Work instructions
Look through the records below, and whenever a line contains "esSearchDelete", copy it.

══ Material for this task

PR #1033, opened 2020-04-20
Add UI for Admin to trigger reparsing all posts from feeds

### LINKED ISSUE #1030: Add UI for Admin to trigger reparsing all posts from feeds
We have really effective caching happening for post content, such that we'll skip re-downloading and parsing posts if what we have in Redis has the same `etag` and `last-modified` date.  Because we can't blow away the production database whenever we need to, it's going to be necessary to trigger a "clear cache," such that posts get re-downloaded and re-parsed again on the next cycle.

This could mean adding a `DELETE /feeds/cache` HTTP route, which would delete all `etag` and `lastModified` attributes on every `Feed`, and use `protectAdmin()` middleware.  NOTE: I think this is OK if we put it before `DELETE /feeds/:id`, but I need to confirm that.

We'll also need a way to trigger this via UI in the app, but that could happen in a follow-up.

I want this because I'm working on a switch to our post content to move the syntax highlighting to the server-side from client-side, and I need to have every post get re-parsed to include the proper markup.

c3ho:
## Issue This PR Addresses
Fixes #1030 

## Type of Change

## Description
Allows admin users to "clear cache" for Redis through a put request at the route `feeds/cache`. This sets the `lastModified` + `etag` field to null.

Added a new PUT route - `feeds/cache/`
Added new function in `feed.js` - `clearCache()`
Added new tests to `feed.test.js`
Added new tests to `feeds.test.js`

Testing instructions:
**Requires local backend!**
1. Find an admin account
2. Use `redis-cli smembers t:feeds` to get a list of feedId and pick one of them
3. Use `redis-cli hgetall t:feed:(feedId)` to get info of all the fields for the feed, make sure the `etag` and the `lastModified` field is not null / populated
4. While logged in as admin, hit the route `telescopeUrl/feeds/cache`, this should clear the `etag` + `lastModified` fields in Redis and set it to `null`
5. Use `redis-cli hgetall t:feed:(feedId)` again(with the same Id as before), the `etag` and the `lastModified` field should be `null` this time

Or just run `npm test feed.test.js` + `npm test feeds.test.js` and trust my tests =D

## Checklist

### DIFF
--- a/src/backend/data/feed.js
+++ b/src/backend/data/feed.js
@@ -162,6 +162,21 @@ class Feed {
     const ids = await getFeeds();
     return Promise.all(ids.map(Feed.byId));
   }
+
+  /**
+   * Sets all stored feeds' lastModified + etag field to null. Used for production
+   * Returns a Promise
+   */
+  static async clearCache() {
+    const allFeeds = await this.all();
+    await Promise.all(
+      allFeeds.map((feed) => {
+        feed.etag = null;
+        feed.lastModified = null;
+        return feed.save();
+      })
+    );
+  }
 }
 
 module.exports = Feed;
--- a/src/backend/web/routes/feeds.js
+++ b/src/backend/web/routes/feeds.js
@@ -3,6 +3,7 @@ const Feed = require('../../data/feed');
 const { getFeeds } = require('../../utils/storage');
 const { logger } = require('../../utils/logger');
 const { protect } = require('../authentication');
+const { protectAdmin } = require('../authentication');
 
 const feeds = express.Router();
 
@@ -70,6 +71,18 @@ feeds.post('/', protect(), async (req, res) => {
     logger.error({ error }, 'Unable to add feed to Redis');
     return res.status(503).json({
       message: 'Unable to add to Feed',
+    });
+  }
+});
+
+feeds.delete('/cache', protectAdmin(true), async (req, res) => {
+  try {
+    await Feed.clearCache();
+    return res.status(204).send();
+  } catch (error) {
+    logger.error({ error }, 'Unable to reset Feed data in Redis');
+    return res.status(503).json({
+      message: 'Unable to reset data for Feeds',
     });
   }
 });
--- a/test/feed.test.js
+++ b/test/feed.test.js
@@ -19,6 +19,24 @@ describe('Post data class tests', () => {
     lastModified: null,
   };
 
+  const data2 = {
+    author: 'Post Author2',
+    url: 'https://user2.feed.com/feed.rss',
+    user: 'user2',
+    link: 'https://user2.feed.com/',
+    etag: null,
+    lastModified: null,
+  };
+
+  const data3 = {
+    author: 'Post Author3',
+    url: 'https://user3.feed.com/feed.rss',
+    user: 'user3',
+    link: 'https://user3.feed.com/',
+    etag: null,
+    lastModified: null,
+  };
+
   const createFeed = () => new Feed(data.author, data.url, data.user, data.link, null, null);
 
   const articleData1 = {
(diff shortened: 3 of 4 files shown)


src/backend/data/feed.js
```diff
@@ -162,6 +162,21 @@ class Feed {
...
     return Promise.all(ids.map(Feed.byId));
   }
+
+  /**
+   * Sets all stored feeds' lastModified + etag field to null. Used for production
+   * Returns a Promise
+   */
+  static async clearCache() {
+    const allFeeds = await this.all();
+    return Promise.all(
```
humphd, line 172: `await Promise.all(...` should be good, we don't return anything.

src/backend/data/feed.js
```diff
@@ -162,6 +162,21 @@ class Feed {
...
+      allFeeds.map((feed) => {
+        feed.etag = null;
+        feed.lastModified = null;
+        return this.create(feed);
```
humphd, line 176: `return feed.save()` I think makes more sense.

src/backend/web/routes/feeds.js
```diff
@@ -74,6 +75,18 @@ feeds.post('/', protect(), async (req, res) => {
   }
 });
 
+feeds.put('/cache', protectAdmin(true), async (req, res) => {
+  try {
+    await Feed.clearCache();
+    return res.status(200).json({ message: 'Cache successfully cleared' });
```
humphd, line 81: Probably 204 vs. 200 and return nothing.

test/feed.test.js
```diff
@@ -172,5 +172,19 @@ describe('Post data class tests', () => {
       expect(esSearchDelete.values).toStrictEqual([]);
       expect(esSearchDelete.results).toBe(0);
     });
+
+    test('clearCache should set lastModified and etag to null', async () => {
+      let feed = new Feed(data.author, data.url, data.user, data.link, 'etag', 'lastModified');
+      feed = await Feed.byId(await Feed.create(feed));
+      // Basic check
+      expect(feed.etag).not.toBe(data.etag);
```
humphd, line 180: Why not check for `etag` and `lastModified` directly?

Should we do this for a few feeds vs just 1?

c3ho: Will add more feeds for tests

src/backend/web/routes/feeds.js
c3ho: Thanks! Was debating between the two

src/backend/data/feed.js
```diff
@@ -165,15 +165,14 @@ class Feed {
 
   /**
    * Sets all stored feeds' lastModified + etag field to null. Used for production
-   * Returns a Promise
```
humphd: You can leave this line, `async` functions implicitly return a Promise (good to call it out).

c3ho:
Is it redundant to add the same checks in `feed.test.js` to `feeds.test.js`?

humphd:
Yeah, you should probably add tests for the code you've added to both places.  It will be slightly different (obviously), but also similar.

The tests for doing this with the route will need to use the same `loginAdmin()` stuff I've done in other tests to simulate our authentication stuff.  Let me know if you need help.

I totally forgot about that.

test/feeds.test.js
```diff
@@ -133,6 +134,88 @@ describe('test POST /feeds endpoint', () => {
   });
 });
 
+describe('test PUT /feeds/cache endpoint', () => {
+  it('should respond with a 403 status trying to clear cache without logging in', async () => {
+    const res = await request(app).put('/feeds/cache').send().set('Accept', 'application/json');
```
humphd, line 139: `delete` vs. `put` (same for all tests below)

test/feeds.test.js
```diff
@@ -133,6 +134,88 @@ describe('test POST /feeds endpoint', () => {
...
+    const clearedFeeds = await Promise.all(feedIds.map(Feed.byId));
+    expect(clearedFeeds[0].etag).toBe(null);
+    expect(clearedFeeds[1].etag).toBe(null);
+    expect(clearedFeeds[2].etag).toBe(null);
+    expect(clearedFeeds[0].lastModified).toBe(null);
+    expect(clearedFeeds[1].lastModified).toBe(null);
+    expect(clearedFeeds[2].lastModified).toBe(null);
+
+    // Make sure logging out as admin does not allow us to use the put route
+    logout();
```
humphd, line 213: You've already tested this above, I don't think you need to do it again.

c3ho: removed

test/feeds.test.js
c3ho: Okay, I'm confused about this part since I wrote it as a PUT on line 78 of `feeds.js`

humphd: We could probably argue it both ways.  I think `DELETE` is more accurate, since we're removing something.  With `PUT`, you'd expect some data to accompany the request, as in "here are the new value(s)".

c3ho: Okay, I will update the route to use `DELETE` then. Thanks!

test/feeds.test.js
```diff
@@ -133,6 +134,83 @@ describe('test POST /feeds endpoint', () => {
...
+      link: 'https://user.feed.com/',
+      etag: 'etag',
+      lastModified: 'lastModified',
+    };
+
+    const data2 = {
+      author: 'Post Author2',
+      url: 'https://user2.feed.com/feed.rss',
+      user: 'user2',
+      id: urlToId('https://user2.feed.com/feed.rss'),
```
humphd, line 172: These generated `id` properties (here and below on 182) are never read, so I wouldn't bother generating them, or importing `normalize-url` or hashing them above.  What you're doing is correct, but `Feed.create()` will do this for you, and you're not testing that it works, so don't bother doing its work for it.

c3ho: Totally removed the id property from `data`, `data2`, `data3`

test/feed.test.js
```diff
@@ -19,6 +19,26 @@ describe('Post data class tests', () => {
     lastModified: null,
   };
 
+  const data2 = {
+    author: 'Post Author2',
+    url: 'https://user2.feed.com/feed.rss',
+    user: 'user2',
+    id: urlToId('https://user2.feed.com/feed.rss'),
```
humphd, line 26: This doesn't seem to get used, remove?

test/feed.test.js
```diff
@@ -19,6 +19,26 @@ describe('Post data class tests', () => {
...
+    link: 'https://user2.feed.com/',
+    etag: null,
+    lastModified: null,
+  };
+
+  const data3 = {
+    author: 'Post Author3',
+    url: 'https://user3.feed.com/feed.rss',
+    user: 'user3',
+    id: urlToId('https://user3.feed.com/feed.rss'),
```
humphd, line 36: This doesn't seem to get used, remove?

c3ho:
Merging as it received two approvals prior to rebase.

════

Task response
       expect(esSearchDelete.values).toStrictEqual([]);
       expect(esSearchDelete.results).toBe(0);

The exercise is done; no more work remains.